● **EXERCISE INSTRUCTIONS**
Your answer should consist of every line from the records that holds the string "changes".

● **EXERCISE DATA**
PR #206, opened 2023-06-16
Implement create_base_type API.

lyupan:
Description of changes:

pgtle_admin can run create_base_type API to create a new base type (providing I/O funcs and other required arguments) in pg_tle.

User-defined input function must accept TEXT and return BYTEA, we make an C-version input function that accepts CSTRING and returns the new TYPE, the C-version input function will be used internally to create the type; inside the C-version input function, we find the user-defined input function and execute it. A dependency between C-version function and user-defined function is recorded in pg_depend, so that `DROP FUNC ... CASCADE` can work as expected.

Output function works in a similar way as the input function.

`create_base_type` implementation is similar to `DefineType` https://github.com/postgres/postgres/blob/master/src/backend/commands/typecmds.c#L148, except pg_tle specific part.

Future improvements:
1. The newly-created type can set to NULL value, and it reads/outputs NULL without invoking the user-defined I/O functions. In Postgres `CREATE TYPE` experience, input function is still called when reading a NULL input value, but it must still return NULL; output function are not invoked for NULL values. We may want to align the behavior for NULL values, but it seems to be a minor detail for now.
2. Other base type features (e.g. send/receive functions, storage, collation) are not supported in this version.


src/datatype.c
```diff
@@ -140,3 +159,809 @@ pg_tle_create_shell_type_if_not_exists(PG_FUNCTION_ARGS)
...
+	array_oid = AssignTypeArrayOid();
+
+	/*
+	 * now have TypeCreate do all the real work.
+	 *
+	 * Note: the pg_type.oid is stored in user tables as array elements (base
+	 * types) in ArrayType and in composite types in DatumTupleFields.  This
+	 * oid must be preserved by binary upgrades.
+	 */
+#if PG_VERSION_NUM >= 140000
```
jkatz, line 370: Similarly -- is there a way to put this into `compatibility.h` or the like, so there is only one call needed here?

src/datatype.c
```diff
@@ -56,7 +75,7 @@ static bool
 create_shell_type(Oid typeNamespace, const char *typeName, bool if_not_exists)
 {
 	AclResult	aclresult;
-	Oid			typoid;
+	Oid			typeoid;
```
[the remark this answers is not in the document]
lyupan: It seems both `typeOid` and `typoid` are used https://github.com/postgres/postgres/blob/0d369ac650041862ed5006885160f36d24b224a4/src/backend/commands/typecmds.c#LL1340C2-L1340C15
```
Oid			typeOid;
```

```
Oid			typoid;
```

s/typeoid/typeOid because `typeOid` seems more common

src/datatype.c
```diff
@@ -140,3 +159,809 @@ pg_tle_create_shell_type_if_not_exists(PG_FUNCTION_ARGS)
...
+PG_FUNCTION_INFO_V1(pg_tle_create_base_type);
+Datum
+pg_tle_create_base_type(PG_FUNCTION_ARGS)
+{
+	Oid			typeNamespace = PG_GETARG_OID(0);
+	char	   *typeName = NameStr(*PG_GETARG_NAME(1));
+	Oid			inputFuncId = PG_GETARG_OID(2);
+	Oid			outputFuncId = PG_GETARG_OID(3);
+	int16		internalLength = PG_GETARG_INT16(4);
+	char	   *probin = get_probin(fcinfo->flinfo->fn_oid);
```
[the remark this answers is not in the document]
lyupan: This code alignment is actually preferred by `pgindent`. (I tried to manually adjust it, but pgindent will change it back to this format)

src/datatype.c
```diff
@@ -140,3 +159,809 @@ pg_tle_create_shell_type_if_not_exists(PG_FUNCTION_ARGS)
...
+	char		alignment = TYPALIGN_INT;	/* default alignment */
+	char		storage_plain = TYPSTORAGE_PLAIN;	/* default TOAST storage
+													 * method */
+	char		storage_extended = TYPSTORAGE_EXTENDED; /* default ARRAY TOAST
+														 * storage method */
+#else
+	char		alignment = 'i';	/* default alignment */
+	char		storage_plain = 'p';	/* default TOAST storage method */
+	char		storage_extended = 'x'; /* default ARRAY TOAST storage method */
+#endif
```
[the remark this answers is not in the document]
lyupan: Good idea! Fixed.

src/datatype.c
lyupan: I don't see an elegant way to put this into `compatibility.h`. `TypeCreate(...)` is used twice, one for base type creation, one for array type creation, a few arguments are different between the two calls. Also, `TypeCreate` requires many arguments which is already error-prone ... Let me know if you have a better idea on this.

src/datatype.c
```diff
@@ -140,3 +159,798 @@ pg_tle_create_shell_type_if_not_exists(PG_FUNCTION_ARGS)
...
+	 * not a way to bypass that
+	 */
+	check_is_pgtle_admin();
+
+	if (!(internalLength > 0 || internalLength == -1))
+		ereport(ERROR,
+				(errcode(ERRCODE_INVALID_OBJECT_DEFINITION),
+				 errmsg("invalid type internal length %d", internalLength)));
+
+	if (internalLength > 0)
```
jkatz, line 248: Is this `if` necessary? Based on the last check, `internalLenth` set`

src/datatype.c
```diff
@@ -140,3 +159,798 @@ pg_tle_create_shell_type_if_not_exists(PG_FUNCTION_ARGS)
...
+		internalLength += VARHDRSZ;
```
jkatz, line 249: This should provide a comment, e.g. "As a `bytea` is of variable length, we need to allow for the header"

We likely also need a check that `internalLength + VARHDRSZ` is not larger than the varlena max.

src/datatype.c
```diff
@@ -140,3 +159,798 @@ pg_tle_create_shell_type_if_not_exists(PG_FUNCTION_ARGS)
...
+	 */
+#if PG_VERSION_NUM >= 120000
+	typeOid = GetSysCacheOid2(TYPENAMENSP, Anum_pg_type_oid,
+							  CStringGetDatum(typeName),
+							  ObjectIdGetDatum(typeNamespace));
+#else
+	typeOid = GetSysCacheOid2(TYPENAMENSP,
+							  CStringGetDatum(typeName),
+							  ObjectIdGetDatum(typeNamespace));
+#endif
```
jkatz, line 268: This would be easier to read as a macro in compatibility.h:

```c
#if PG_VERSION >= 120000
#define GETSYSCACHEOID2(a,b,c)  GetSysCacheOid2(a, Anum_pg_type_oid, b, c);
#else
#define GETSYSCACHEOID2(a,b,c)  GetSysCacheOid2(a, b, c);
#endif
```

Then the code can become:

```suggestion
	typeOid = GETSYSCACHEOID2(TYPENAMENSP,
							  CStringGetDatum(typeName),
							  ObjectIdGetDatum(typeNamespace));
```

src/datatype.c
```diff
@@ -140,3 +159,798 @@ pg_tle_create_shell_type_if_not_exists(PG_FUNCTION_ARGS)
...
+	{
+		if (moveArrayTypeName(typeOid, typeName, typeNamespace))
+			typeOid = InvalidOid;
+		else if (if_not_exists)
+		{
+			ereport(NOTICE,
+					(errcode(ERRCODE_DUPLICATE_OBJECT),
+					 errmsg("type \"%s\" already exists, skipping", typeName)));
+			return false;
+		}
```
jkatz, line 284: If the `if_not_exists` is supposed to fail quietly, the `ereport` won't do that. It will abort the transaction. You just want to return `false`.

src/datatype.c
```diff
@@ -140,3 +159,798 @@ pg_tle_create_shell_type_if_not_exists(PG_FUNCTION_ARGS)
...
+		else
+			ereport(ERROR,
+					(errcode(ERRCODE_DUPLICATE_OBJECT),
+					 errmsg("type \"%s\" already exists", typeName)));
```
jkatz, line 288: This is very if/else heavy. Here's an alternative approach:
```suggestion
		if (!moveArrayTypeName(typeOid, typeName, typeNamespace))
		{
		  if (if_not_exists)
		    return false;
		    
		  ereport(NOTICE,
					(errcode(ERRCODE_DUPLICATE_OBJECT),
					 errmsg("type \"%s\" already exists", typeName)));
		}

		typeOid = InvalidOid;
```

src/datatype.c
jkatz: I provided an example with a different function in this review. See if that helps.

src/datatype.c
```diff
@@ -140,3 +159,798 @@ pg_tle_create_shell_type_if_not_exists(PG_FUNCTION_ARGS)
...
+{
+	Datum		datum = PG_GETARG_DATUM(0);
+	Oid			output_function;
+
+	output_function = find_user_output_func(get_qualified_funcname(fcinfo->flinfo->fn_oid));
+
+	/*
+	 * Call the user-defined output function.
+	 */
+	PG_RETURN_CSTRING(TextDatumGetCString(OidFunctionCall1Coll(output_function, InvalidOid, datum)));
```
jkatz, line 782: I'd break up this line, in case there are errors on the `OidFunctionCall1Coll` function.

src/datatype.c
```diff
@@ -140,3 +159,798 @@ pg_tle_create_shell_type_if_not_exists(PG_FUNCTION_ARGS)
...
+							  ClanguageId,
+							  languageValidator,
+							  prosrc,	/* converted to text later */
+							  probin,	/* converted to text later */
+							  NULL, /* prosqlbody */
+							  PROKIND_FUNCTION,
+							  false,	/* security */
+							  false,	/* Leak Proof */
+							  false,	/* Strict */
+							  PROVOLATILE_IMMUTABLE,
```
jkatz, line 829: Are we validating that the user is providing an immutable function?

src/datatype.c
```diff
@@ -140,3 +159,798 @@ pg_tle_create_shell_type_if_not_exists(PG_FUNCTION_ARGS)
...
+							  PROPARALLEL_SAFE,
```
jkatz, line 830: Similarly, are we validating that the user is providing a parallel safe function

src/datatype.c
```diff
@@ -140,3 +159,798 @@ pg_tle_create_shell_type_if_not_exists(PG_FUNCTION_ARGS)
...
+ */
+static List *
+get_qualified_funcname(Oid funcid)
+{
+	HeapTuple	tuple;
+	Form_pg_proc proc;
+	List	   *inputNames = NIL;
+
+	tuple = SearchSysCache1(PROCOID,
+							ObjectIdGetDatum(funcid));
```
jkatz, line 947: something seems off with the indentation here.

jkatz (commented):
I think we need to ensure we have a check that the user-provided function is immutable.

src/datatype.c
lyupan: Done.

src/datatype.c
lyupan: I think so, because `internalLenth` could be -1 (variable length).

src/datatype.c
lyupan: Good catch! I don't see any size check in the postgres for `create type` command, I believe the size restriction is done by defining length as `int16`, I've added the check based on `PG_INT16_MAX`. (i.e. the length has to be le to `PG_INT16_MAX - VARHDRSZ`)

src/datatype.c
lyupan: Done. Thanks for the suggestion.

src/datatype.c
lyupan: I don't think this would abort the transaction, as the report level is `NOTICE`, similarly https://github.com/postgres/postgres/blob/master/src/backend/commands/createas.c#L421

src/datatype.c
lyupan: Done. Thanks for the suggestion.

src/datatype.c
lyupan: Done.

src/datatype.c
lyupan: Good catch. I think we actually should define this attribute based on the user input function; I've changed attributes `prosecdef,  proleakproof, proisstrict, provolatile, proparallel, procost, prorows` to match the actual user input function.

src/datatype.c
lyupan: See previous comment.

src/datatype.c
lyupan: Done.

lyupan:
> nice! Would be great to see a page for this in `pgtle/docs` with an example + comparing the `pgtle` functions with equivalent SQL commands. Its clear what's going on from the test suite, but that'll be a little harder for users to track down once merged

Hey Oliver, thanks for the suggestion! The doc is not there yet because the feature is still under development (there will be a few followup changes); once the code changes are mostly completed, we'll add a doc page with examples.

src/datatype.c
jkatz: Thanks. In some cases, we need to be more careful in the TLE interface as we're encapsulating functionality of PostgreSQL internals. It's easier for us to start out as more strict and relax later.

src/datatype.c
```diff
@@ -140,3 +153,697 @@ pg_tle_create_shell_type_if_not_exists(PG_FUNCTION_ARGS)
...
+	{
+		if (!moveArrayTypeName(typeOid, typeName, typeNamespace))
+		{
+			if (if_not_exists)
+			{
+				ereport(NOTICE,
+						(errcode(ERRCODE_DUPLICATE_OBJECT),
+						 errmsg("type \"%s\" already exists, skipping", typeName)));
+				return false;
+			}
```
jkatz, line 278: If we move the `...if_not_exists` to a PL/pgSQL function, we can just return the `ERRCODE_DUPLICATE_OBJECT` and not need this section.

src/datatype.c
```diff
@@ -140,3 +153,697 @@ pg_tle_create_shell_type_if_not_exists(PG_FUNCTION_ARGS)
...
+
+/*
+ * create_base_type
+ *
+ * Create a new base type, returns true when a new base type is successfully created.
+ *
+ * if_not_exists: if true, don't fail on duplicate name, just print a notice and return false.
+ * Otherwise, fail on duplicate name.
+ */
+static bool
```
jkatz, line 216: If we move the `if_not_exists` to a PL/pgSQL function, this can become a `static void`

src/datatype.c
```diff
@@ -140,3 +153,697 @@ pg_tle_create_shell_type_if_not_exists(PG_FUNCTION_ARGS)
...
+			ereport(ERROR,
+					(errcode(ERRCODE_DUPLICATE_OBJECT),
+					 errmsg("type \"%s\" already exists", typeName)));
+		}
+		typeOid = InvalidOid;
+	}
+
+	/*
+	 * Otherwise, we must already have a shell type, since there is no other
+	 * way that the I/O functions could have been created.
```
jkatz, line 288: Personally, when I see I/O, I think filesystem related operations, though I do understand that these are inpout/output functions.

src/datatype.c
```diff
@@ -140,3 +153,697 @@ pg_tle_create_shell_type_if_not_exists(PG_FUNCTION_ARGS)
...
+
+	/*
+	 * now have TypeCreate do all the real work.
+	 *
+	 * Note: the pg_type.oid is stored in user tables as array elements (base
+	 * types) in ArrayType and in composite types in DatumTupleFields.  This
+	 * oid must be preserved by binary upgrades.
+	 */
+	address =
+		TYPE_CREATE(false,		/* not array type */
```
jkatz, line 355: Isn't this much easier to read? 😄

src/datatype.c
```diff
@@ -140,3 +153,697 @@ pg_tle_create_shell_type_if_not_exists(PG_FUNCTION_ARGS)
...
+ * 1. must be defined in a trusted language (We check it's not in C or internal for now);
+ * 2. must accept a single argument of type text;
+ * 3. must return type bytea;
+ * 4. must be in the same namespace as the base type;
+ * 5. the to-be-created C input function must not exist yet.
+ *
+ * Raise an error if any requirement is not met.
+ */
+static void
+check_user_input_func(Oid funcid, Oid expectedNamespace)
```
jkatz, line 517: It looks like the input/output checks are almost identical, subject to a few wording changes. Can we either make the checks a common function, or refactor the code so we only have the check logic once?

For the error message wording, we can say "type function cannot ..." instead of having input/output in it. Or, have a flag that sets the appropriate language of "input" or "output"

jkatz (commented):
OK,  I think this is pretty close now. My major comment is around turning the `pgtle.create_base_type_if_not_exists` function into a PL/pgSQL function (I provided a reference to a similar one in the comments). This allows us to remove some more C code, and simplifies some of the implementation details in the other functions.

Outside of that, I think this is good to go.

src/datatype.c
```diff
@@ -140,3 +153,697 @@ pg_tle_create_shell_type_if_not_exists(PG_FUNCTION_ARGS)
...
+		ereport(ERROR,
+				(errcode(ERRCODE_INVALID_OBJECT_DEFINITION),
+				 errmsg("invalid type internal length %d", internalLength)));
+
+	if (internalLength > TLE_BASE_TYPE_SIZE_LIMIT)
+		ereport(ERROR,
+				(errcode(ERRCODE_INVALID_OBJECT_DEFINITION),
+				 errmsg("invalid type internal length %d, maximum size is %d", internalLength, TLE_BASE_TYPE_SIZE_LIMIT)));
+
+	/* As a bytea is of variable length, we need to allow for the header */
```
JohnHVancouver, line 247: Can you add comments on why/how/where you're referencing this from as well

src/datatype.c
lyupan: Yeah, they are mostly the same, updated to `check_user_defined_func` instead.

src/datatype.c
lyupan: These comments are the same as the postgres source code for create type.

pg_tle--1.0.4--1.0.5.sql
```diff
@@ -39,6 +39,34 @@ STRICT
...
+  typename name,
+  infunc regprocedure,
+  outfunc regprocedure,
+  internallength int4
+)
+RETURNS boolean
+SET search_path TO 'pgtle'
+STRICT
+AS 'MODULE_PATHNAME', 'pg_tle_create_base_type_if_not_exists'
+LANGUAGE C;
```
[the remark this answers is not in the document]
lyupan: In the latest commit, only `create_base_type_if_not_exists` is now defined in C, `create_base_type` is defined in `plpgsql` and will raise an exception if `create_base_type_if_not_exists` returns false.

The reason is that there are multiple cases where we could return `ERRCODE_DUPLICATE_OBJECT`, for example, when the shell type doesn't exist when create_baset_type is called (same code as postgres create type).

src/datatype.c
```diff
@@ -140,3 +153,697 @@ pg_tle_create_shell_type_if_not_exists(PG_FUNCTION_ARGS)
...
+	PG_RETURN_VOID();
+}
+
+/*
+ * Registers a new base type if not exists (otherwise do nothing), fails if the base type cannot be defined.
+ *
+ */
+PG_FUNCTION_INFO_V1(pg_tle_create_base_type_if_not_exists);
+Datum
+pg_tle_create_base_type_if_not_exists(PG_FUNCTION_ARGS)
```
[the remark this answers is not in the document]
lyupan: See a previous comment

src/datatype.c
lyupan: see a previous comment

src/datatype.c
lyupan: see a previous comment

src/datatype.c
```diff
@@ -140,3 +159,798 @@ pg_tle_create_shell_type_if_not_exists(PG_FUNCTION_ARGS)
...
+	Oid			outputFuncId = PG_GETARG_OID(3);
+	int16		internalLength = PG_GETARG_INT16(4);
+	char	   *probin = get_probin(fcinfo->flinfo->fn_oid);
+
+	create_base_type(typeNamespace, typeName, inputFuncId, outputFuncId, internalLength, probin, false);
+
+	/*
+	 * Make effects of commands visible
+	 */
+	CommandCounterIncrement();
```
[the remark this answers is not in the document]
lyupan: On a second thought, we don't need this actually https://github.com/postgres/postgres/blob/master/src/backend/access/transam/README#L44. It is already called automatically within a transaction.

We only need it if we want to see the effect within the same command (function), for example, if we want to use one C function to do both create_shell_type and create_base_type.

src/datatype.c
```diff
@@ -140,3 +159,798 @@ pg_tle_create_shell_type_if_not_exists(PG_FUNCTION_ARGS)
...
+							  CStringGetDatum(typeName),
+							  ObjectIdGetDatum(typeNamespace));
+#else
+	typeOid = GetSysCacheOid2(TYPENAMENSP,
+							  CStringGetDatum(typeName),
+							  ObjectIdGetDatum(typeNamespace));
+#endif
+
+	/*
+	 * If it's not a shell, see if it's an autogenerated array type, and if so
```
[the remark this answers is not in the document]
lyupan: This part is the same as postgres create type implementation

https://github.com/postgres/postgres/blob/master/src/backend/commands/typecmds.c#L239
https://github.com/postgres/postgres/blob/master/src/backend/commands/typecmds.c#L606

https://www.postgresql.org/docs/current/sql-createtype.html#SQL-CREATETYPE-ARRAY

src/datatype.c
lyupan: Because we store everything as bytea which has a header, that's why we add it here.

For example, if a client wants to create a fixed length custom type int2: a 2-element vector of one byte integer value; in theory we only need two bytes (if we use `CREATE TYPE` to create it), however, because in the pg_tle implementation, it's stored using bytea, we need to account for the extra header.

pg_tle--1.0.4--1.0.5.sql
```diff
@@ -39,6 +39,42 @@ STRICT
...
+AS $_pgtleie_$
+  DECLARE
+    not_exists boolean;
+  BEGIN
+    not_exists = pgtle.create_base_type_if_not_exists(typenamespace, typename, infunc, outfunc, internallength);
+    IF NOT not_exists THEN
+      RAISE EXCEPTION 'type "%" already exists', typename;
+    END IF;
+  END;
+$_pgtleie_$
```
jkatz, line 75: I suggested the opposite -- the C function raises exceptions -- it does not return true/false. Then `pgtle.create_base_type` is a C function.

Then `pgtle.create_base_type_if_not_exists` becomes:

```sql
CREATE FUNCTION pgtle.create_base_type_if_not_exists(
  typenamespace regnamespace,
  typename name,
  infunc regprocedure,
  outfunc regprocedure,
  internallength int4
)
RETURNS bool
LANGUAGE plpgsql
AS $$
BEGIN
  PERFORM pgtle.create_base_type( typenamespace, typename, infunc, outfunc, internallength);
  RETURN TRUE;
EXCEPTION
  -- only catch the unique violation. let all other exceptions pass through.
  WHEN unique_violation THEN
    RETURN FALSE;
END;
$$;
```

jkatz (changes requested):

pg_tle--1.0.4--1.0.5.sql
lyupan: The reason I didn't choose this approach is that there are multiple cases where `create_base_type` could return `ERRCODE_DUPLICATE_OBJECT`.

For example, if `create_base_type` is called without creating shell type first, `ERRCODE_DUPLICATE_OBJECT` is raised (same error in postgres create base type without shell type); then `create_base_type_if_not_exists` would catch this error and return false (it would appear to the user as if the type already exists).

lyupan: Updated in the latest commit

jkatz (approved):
==
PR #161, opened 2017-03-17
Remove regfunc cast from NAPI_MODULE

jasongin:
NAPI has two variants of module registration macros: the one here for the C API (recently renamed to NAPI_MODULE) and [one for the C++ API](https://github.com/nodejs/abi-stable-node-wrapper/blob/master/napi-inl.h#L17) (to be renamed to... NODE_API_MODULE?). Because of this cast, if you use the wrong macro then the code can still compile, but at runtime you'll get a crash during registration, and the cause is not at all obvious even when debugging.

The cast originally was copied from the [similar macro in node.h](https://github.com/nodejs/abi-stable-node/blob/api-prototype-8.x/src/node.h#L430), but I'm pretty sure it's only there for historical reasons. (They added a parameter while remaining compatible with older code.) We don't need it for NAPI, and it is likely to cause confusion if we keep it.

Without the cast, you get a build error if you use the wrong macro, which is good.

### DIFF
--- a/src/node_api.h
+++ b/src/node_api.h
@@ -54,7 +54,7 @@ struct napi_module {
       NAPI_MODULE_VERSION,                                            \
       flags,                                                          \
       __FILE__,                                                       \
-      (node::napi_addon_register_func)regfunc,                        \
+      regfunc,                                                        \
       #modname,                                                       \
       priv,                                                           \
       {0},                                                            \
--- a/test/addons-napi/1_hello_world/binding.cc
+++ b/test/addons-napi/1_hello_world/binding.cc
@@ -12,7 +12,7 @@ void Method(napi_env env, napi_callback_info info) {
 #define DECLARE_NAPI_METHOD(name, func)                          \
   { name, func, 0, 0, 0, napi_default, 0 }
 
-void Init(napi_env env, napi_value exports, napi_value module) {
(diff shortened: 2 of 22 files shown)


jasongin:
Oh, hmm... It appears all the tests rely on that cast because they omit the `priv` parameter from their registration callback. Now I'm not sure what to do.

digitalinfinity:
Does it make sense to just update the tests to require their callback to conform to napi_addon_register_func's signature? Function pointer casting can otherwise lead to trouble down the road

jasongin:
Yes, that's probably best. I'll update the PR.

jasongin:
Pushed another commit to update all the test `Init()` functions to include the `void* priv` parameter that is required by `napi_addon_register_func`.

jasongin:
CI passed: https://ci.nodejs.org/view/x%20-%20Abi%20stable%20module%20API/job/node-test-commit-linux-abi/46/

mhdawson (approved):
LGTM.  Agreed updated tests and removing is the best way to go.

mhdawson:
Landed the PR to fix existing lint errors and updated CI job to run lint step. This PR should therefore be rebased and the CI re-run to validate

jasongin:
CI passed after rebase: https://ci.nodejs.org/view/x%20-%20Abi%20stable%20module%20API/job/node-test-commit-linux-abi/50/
* * *
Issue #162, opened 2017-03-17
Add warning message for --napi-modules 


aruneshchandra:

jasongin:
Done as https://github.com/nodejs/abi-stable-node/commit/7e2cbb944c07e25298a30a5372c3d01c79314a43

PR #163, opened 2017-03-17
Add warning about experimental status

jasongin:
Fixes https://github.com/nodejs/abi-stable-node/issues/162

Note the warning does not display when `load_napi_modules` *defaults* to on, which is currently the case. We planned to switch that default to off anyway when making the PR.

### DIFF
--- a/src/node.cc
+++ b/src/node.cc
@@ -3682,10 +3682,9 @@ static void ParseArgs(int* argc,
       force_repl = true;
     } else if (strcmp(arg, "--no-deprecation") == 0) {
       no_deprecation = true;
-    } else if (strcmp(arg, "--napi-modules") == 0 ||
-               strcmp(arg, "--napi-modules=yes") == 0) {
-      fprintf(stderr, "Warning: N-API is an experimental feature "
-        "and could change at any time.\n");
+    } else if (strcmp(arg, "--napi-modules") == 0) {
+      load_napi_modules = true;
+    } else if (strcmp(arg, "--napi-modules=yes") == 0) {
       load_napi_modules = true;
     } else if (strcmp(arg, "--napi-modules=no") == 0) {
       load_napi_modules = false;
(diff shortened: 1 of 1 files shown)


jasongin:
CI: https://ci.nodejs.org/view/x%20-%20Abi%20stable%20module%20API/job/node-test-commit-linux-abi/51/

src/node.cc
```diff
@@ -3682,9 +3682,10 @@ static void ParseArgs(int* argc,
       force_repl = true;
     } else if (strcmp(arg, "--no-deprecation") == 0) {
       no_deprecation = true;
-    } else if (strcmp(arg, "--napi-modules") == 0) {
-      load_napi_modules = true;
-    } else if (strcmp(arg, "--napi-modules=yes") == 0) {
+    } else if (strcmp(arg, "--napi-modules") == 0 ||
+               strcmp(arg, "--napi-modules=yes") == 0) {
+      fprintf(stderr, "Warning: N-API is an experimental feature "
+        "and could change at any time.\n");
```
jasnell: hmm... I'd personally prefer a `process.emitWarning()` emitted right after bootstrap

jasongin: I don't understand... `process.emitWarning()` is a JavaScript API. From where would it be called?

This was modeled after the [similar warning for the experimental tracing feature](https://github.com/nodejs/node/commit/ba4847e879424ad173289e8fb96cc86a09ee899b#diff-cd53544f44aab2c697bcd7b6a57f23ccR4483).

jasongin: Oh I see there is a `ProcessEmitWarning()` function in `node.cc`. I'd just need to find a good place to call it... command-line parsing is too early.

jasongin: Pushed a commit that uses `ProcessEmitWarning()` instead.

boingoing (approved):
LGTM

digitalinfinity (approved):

● **ANSWER BELOW**
Description of changes:
Hey Oliver, thanks for the suggestion! The doc is not there yet because the feature is still under development (there will be a few followup changes); once the code changes are mostly completed, we'll add a doc page with examples.
jkatz, line 517: It looks like the input/output checks are almost identical, subject to a few wording changes. Can we either make the checks a common function, or refactor the code so we only have the check logic once?
jkatz (changes requested):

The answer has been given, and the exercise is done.